И все же ходить везде пешком было занимательно: красота каждой улицы, здания, примыкающие друг к другу или, наоборот, отступающие друг от друга на булыжных мостовых, как ссорящиеся старички, безмятежный Лувр сразу же за мостом, Сен-Жермен и химеры на соборе Парижской Богоматери – все знакомые для Эми названия, по какой-то таинственной для нее причине, ведь она никогда специально не задавалась целью изучить географию Парижа. Но ей приходилось работать над собой, чтобы сохранить должный уровень внимания к окружающему, чтобы поддерживать интерес. Часто она ловила себя на том, что думает о Пало-Альто: что там сейчас происходит, или как обстоят дела на рынке, или даже о ребенке, которого ожидали в семье ее брата. Она очень надеялась, что не превращается в одну из тех унылых профессиональных тетушек, живущих не своей жизнью.

Может быть, ей с Кипом стоит в одну из суббот съездить в Фонтенбло и посмотреть, какого цвета там занавеси. Бедный Кип был довольно безжалостно водворен в «Двуязычную школу Версаля» – школу дневного пребывания, в которой училось не так много пансионеров и где согласились его принять, пока не определится его дальнейшая судьба или не закончится семестр. Хотя Эми и разузнала все эти обстоятельства, она больше не могла принимать решения о будущем Кипа, но часто разговаривала с ним, почти каждый вечер, и знала, что он надеется вернуться в свою обычную школу в Калифорнии. Эми восхищалась Кипом: он был храбрым мальчиком, который делал все возможное для Гарри и который теперь оказался в незнакомой стране, где говорили на странном языке.

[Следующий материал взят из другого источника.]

PR #195, opened 2021-04-22
CI: bump flatpak action to v3

bilelmoussaoui:
this also bumps the used image to gnome 40 to avoid re-downloading the runtime

### DIFF
--- a/.github/workflows/spot-snapshots.yml
+++ b/.github/workflows/spot-snapshots.yml
@@ -10,11 +10,12 @@ jobs:
     name: "Flatpak Builder"
     runs-on: ubuntu-latest
     container:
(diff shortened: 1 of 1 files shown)


xou816:
Hi, thanks for that! Completely forgot to update the runtime here :) 

Also I see you added run-tests, great, I actually didn't know flatpak had this option (I suppose it only works for some build systems?), let's see how it goes but I might be able to remove my other workflow and keep this one only!

bilelmoussaoui:
> Hi, thanks for that! Completely forgot to update the runtime here :) 
> 
> Also I see you added run-tests, great, I actually didn't know flatpak had this option (I suppose it only works for some build systems?), let's see how it goes but I might be able to remove my other workflow and keep this one only!

It only works for meson/cmake I believe

PR #206, opened 2021-05-03
Fix MPRIS seek command

Douile:
This PR contains a few fixes:
- Allows negative seeking (backwards)
- Makes the seek command follow spec
  - If seeking to < 0 round to 0
  - If seeking past end of song skip the song ( this already worked as quirk of internals, but added concrete implementation)
- Updates the UI if you seek with MPRIS while the song is paused

### DIFF
--- a/src/app/components/playback/playback_control.rs
+++ b/src/app/components/playback/playback_control.rs
@@ -213,7 +213,8 @@ impl EventListener for PlaybackControl {
                 self.update_playing();
                 self.update_current_info();
             }
-            AppEvent::PlaybackEvent(PlaybackEvent::SeekSynced(pos)) => {
+            AppEvent::PlaybackEvent(PlaybackEvent::SeekSynced(pos))
+            | AppEvent::PlaybackEvent(PlaybackEvent::TrackSeeked(pos)) => {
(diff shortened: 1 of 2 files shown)


Douile:
> can the u128 to i128 conversion really fail?
Technically it can but I don't think it ever will cos we store most stuff internally as u32 anyway.

> (sorry for all the conversions, do not hesitate to change some of the types if they don't feel right (in the state struct or others). I might not have it thought through!)
Yeah I think it might be better to use larger numbers maybe internally, but I feel that should be a different PR

xou816:
Sure, but I mean in general, wouldn't that be safe to have `foo as i128` instead of try from?

(also you can merge the two match patterns, but good catch there, indeed the UI might not have been updated immediately!)

Douile:
Yeah very true :) ty

Douile:
btw do you prefer if I fix errors like this with a rebase to keep commit log clean or adding a new commit to fix them to make changes more clear?

xou816:
I prefer rebase, but that's fine either way :)

xou816 (approved):

xou816:
Thanks for the quick fix! :)

Issue #202, opened 2021-04-26
clippy: fix from_over_into warnings


xou816:
Fix this warning: https://rust-lang.github.io/rust-clippy/master/index.html#from_over_into 

For instance:
```
warning: an implementation of `From` is preferred since it gives you `Into<_>` for free where the reverse isn't true
   --> src/app/state/playback_state.rs:364:1
    |
364 | impl Into<AppAction> for PlaybackAction {
    | ^^^^^^^^^^^^^^^^^^^^^^^^^^^^^^^^^^^^^^^
    |
    = help: consider to implement `From` instead
```

PR #213, opened 2021-05-10
Fix "from_over_into" clippy warnings

nn1ks:
Hi,

First of all, thank you for this awesome app :)

This PR replaces the `Into` impls with `From` impls to fix clippy warnings as described in the issue #202.

### DIFF
--- a/src/api/api_models.rs
+++ b/src/api/api_models.rs
@@ -226,17 +226,17 @@ pub struct RawSearchResults {
     pub artists: Option<Page<Artist>>,
 }
 
-impl Into<ArtistSummary> for Artist {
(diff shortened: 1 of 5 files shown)


nn1ks:
I also noticed some other clippy warnings that I could fix. Should I include them in this pull request or open new pull requests for each warning?

xou816:
Hi! :)

Thanks for the praise and your contribution! This is certainly not the most exciting task, I am grateful someone freed me of it :p 

Other fixes are welcome, but I think I remember some warnings being up somewhat debatable. It would be easier to have a different PR for these, so as not to block this current PR.

I'll review this one a bit later, should not take too long!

Эми старалась вспомнить, какой была она сама в четырнадцатилетнем возрасте, и не могла вспомнить ничего, кроме того, что была неугомонной и несчастной, исполненной решимости уехать из Юкайи.

Что будет с Кипом в следующем семестре, зависело от того, как все сложится у Керри: насколько обеспеченной окажется она после непредвиденной смерти своего мужа, сможет ли она платить за школу Кипа в Америке или лучше будет послать его учиться в Англию, где было больше интернатов и где он окажется не так далеко от нее. Кроме того, существовали еще швейцарские школы, хотя они, по-видимому, предназначались для обделенных вниманием детей американских корпоративных служащих, работающих за границей, разведенных европейцев сомнительного происхождения или для отбившихся от рук подростков, прошедших всевозможные американские школы, которые соглашались их принимать.

Эми все время помнила, что так и не выбралась навестить Керри. Причиной этого была холодность Керри в поезде, из-за которой у Эми сложилось впечатление, что она не хочет ее видеть, как, возможно, и всех остальных, но это была слабая отговорка. Может быть, она боялась, что Керри поймет, что это она была тогда на том склоне.

Эми несколько раз начинала колебаться, следует ли ей вообще ехать в Париж. По-видимому, жить в Париже окажется труднее, чем в отеле «Круа-Сен-Бернар». Там все казалось легче: приятные люди, вкусная еда и развлечения к вашим услугам. Здесь же она оказалась одна, сама себе хозяйка, несмотря на весь шарм ее квартиры, которую для нее организовала в удивительно сжатые сроки вся эта женская команда, и список телефонных номеров: друзья Жеральдин, друзья друзей, Тамми, клиника Керри, ее врач, ее учительница французского языка, школа кулинарии «Этуаль», которая по общим отзывам была замечательной, и к тому же занятия там проводились на английском языке. По правде говоря, Эми чувствовала себя немного заброшенной. Хотя работа над собой и была целью, оправдывающей себя, и путь к ней лежал через уединение. Она напоминала себе, что не испытывала одиночества с того времени, как… ну, до настоящего времени она вообще его не испытывала, и оно ей не понравилось. Впервые за все время, и это было главной причиной ее тревоги, Эми почувствовала, что ее планы самоусовершенствования могут провалиться.

Глава 33

Когда они вернулись в Лондон, Поузи с беспокойством отметила, что что-то не так: господин Осуорси по-прежнему бормотал и запинался, когда речь шла о юридической стороне вопроса с английской частью наследства. Наконец Поузи с Рупертом были вызваны непосредственно в юридическую контору «Осуорси, Парк и Джордж», располагавшуюся в районе Мейфэйер, для ознакомления с наследством, которое оставил ей отец как последний знак расположения и подтверждения того места, которое дочь занимала в его сердце.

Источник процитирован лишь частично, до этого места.